I've got a MK1 MR2 with that same engine in, very very tunable :smokin: 
Cheap to tweek too! If you ever need an engine rebuild into something mental I can recommend a chap, LOL

Car looks incredibly cool, wouldn't mind one of those myself.
T
Going twincharged!


----------



## SkyJawa (Apr 28, 2004)

:smokin:


----------



## andreasgtr (Jul 2, 2003)

Uuuhh?!
Hachi´s got a turbo engine???
I always thought it is NA.


----------



## davewilkins (Jun 30, 2001)

Cool as :smokin: 
Your spec does not say what tubbie it has??


----------



## tim b (Jan 5, 2004)

That looks really really cool, I like it.  

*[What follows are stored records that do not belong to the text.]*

PR #2385, opened 2020-09-21
Improving the behavior of cpplite project - building should have prop…

jlahoda:
…er output; ergonomics should not disable the modules while the project is being used.

The output improvements are probably not controversial, but the ergonomics tweak probably is.

The issue is that feature-off-demand will disable "unused" features after 5 sessions. But, it detects used projects based on a file pattern inside the project. For the cpplite project, we have no specific file pattern inside the project, which is fine per Projects API. Please note the cpplite project does not even require "Makefile" or anything like that to work.

So, the workaround used here is that the cpplite project marks itself as "used" on the filesystem.

### DIFF
--- a/cpplite/cpplite.project/nbproject/project.xml
+++ b/cpplite/cpplite.project/nbproject/project.xml
@@ -59,6 +59,15 @@
                     </run-dependency>
                 </dependency>
                 <dependency>
+                    <code-name-base>org.netbeans.modules.extexecution.base</code-name-base>
+                    <build-prerequisite/>
+                    <compile-dependency/>
+                    <run-dependency>
+                        <release-version>2</release-version>
+                        <specification-version>1.14</specification-version>
+                    </run-dependency>
+                </dependency>
+                <dependency>
                     <code-name-base>org.netbeans.modules.projectapi</code-name-base>
                     <build-prerequisite/>
                     <compile-dependency/>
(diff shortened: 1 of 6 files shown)


JaroslavTulach (changes requested):
Rather than modifying `cpp` modules to be aware of ergonomics, I suggest to design a way for ergonomics to recognize that a certain project is a cpplite project (`prj.getLookup().lookup(Class.forName(specifiedInCppLite.properties)) != null`?). Ergonomics module is already aware of most of the supported modules, so this direction doesn't add any additional coupling.

> For the cpplite project, we have no specific file pattern inside the project, ... 
> the cpplite project does not even require "Makefile" or anything like that to work.

That is absolutely fine. The patterns as specified in `ergonomics/ide.ergonomics/cpplite.properties` don't have to exhaustive. However some common patterns shall be there, so ergonomics can help turn cpplite cluster on. How would a C/C++ user open a typical project after initial start otherwise?

jlahoda:
> That is absolutely fine. The patterns as specified in `ergonomics/ide.ergonomics/cpplite.properties` don't have to exhaustive. However some common patterns shall be there, so ergonomics can help turn cpplite cluster on. How would a C/C++ user open a typical project after initial start otherwise?

Using New Project, which creates the new project. This is not really different from CND, AFAIK - if I would want to open e.g. the ccls project in CND, I think I would need to go through the New Project dialog as well. So no huge difference, IMO.

JaroslavTulach (approved):

arvindaprameya:
Thanks for doing this, approved.

PR #3492, opened 2022-01-23
Fixes to LSP client/server related to semantic highlighting.

jlahoda:
Trying to use the semantic highlighting in https://github.com/apache/netbeans/pull/1475, I've found a few bugs in the handling of the LSP semantic highlighting (and also a bug in the LSP client code completion update to a new LSP4J version). This patch should be fixing that. If possible, it would make sense to me to put it into NB 13.


matthiasblaesing (approved):
I tested the typescript editor component with delivery and indeed found it broken. Parts worked, but completion for example failed. With this PR applied, it looks much better.

If noone does it before me or objects, I'll merge this tomorrow evening.

neilcsmith-net:
@matthiasblaesing thanks, but please leave us to handle merges to delivery. Will merge for rc2.

PR #3493, opened 2022-01-23
[NETBEANS-6058]

AaronTheBaker:
1) Fix Jira NETBEANS-6058: new maven action is disabled permanently
2) Related updates:
- Add handler for "Disable" button. Only allow custom actions to be disabled.
- Disable "Disable" button for default actions.
- When removing custom action, automatically select previous action in list.
- When disabling action, don't clear other text fields.
- When adding new action, and immediately switching configuration via comboBox, properly save/load actions for new configuration (don't remove action listener).


neilcsmith-net:
Thanks @AaronTheBaker but I believe this is already fixed in 13-rc1 and current master (which is why you're seeing merge conflicts).  Although not fixed in the same way listed.  I've closed NETBEANS-6058 - missed some of the duplicates of this.

PR #3495, opened 2022-01-24
[NETBEANS-6411] - Add javadoc for JDK 19 early access and JDK 18 GA

pepness:
Add entry to the `OFFICIAL_JAVADOC` Map for Java 19

- https://download.java.net/java/early_access/jdk19/docs/api/

Change Java 18 to GA
- https://docs.oracle.com/en/java/javase/18/docs/api/


mbien:
i think we could also switch JDK 18 docs to non-early access. Since NB 14 will be released when JDK 18 is already available.

mbien:
@pepness I just noticed you set the target to NB 13. For that you would have to base it on the delivery branch - master would be for NB 14. My comment above assumed it being for 14.

mbien (approved):
thanks, looks good. Please squash to a single commit before merge.

PR #3496, opened 2022-01-24
Change maven 384 dependencies to codehaus groupID

ebarboni:
During testing of org.netbeans.api:org-netbeans-api-maven:jar:RELEASE130 it appears that the pom is using dependencies that should come from codehaus groupId instead of sonatype.


neilcsmith-net (approved):

matthiasblaesing (approved):
Looks sane to me - thanks for catching this. There is a test tool in the build tool to check the hash, but not the artifact.

ebarboni:
@neilcsmith-net would it be possible to have that in the release130 branch for being able to regenerate all the artefacts.

neilcsmith-net:
@ebarboni planning to sync for rc2 later today.

neilcsmith-net:
OK, it's in release130 now.

PR #3499, opened 2022-01-25
Updating vsce to the 2.6.4 version.

dbalek:
Updating `vsce` to the 2.6.4 version to prevent security vulnerabilities reported during VSCode extension build.

### DIFF
--- a/.travis.yml
+++ b/.travis.yml
@@ -652,7 +652,7 @@ matrix:
         - name: Build the Visual Studio Code extension for Java
           jdk: openjdk8
           before_install:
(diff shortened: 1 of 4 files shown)


sdedic (approved):

neilcsmith-net:
Only going on description, but is this one for delivery and NB13?

dbalek:
> Only going on description, but is this one for delivery and NB13?

Since the change updates the packaging tool used to build VSCode extension (not the extension itself) there is IMHO no need for backporting to NB13.

PR #3501, opened 2022-01-25
Update README with JDK 11 requirement.

neilcsmith-net:
Minimal update to README with JDK 11 requirement for build and JDK 11+ requirement for running. As this file gets included into source release, need to get it in to delivery.


mbien (approved):
L41+L42 could be refactored to one line (i am kidding its fine :) )

neilcsmith-net:
@mbien afterwards in master, hopefully. I don't think NB13 will build on JDK 17.

PR #3502, opened 2022-01-25
LSP ProjectView test + fixes

sdedic:
This PR focus on integration-testing the projects view. It checks basic scenarios: created files appear, deleted disappear and the package nodes restructure according to the occupied folders.

I moved certain registrations / layer folders from `nbcode` integration module to LSP module - these are harmless for IDE execution, but the LSP server (which can be potentially started inside NB IDE) does not function without those folders well. Also `foundProjects` view is defined in the LSP server but its critical cookie registrations were in the integration module - a different distribution.

During testing, I've encountered a NPE thrown when the client asks for details of a non-existing node: this is fixed by the last commit.


java/java.lsp.server/test/unit/data/gradle-hello/app/gradlew
```diff
@@ -0,0 +1,234 @@
+#!/bin/sh
```
JaroslavTulach, line 1: Ugly file, too ugly. Would it be to dare to ask you to create a Gradle project using the wizard/template in the IDE?

JaroslavTulach (approved):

It looks immaculate inside and out, someone must have looked after it.

Have fun.


----------



## Simon Sideways (Sep 5, 2002)

it not turbo'd...........its a supercharged engine taken from the Toyato corolla AE101 fwd BZ-G in japan and fitted into the hachi in a rwd conversion.


----------



## Nismoalex (Sep 24, 2003)

DDDDDOoooooorrrriiiiifffffttttttooooooooo


----------



## Daz (Aug 14, 2001)

Si, as I said on JapUKMeets, it looks awesome mate.


----------



## sweeps (Sep 14, 2002)

Oh yes please! Very nice!


----------



## Richie (Oct 18, 2001)

That's going to be fun!!


----------



## sbkrider (Feb 28, 2004)

Very nice! If you look closely, you can just see the rev counter


----------



## dangerous dave (Dec 16, 2003)

I'm liking that alot !!
nice one.


----------



## Simon Sideways (Sep 5, 2002)

thanks chaps ! I really cant wait !!


----------



## ctsjoe (May 27, 2004)

i like it alot.


----------



## dan0h (Jul 26, 2002)

That AE86 is beautiful   Congratulations Si 

Dynapack power graph too... Nice to see the power runs were performed on a decent modern dyno, not some old pair of giant 1960's steel-face cotton-reels buried in the floor...


----------



## Simon Sideways (Sep 5, 2002)

Well, Picked it up today, well chuffed with it, needs a couple of bits sorting but otherwise its cool. Really shifts as well, its quicker than my old silver supercharged AE86 which someo of you may remember !! 

Cheers

Si


----------



## Richie (Oct 18, 2001)

Congrats man!!
Lets see some vids.


----------



## Shin (Jul 4, 2001)

Hi Simon,

It was nice to see you at Ace Cafe tonight.
Your car is really nice!

Regards,

Shin


----------



## Simon Sideways (Sep 5, 2002)

Thanks Shin !!

I really need to find someone who can bring me a supply of RE-01'a ! hehehe

I will get some more pics of it, and deffo some vids

Cheers

Si


----------



## tonysmiff (Jan 4, 2003)

looks the nuts si!!

hope to see it down at a box hill meet in the new year!! loverly roads for her down that way


----------



## nattcharles (Nov 21, 2002)

That's a damn nice car. Are you importing it yourself or are you using an agent? If so which one please?


----------



## Doug S (Oct 9, 2004)

Gorgeous car!!! I want I want!!


----------



## RB_26 (Nov 28, 2004)

*AE86*

Can you post some more pics of the car??  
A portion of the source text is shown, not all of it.